## Requirement
Search the entries for the word "storage" and copy each line that has it.

** Opening Dataset records block **

PR #11785, opened 2019-06-19
Added a missing redirection for a deleted article

javiereguiluz:
@linaori reported on Symfony Slack that some Google result has a link to https://symfony.com/doc/4.1/profiler/storage.html, which no longer exists (it existed in 3.4 and before).

Apparently we forgot to add the redirection when we removed this page. We can't fix 4.1 (because that branch is no longer supported), but at least we can fix it in 4.2 and later.

### DIFF
--- a/_build/redirection_map
+++ b/_build/redirection_map
@@ -422,3 +422,4 @@
 /configuration/environments /configuration
 /configuration/configuration_organization /configuration
 /contributing/community/other /contributing/community
+/profiler/storage /profiler


OskarStark:
Is it not possible to fix sth like this via a hotfix for the older branches? Could be a separate PR. Because having google results as 404 is bad 🥺

javiereguiluz:
I've edited the `_build/redirection_map` files for 4.0 and 4.1 branches directly on GitHub repository, so this should be fixed for them too.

** Closing Dataset records block **

## Answer to this exercise
@linaori reported on Symfony Slack that some Google result has a link to https://symfony.com/doc/4.1/profiler/storage.html, which no longer exists (it existed in 3.4 and before).
+/profiler/storage /profiler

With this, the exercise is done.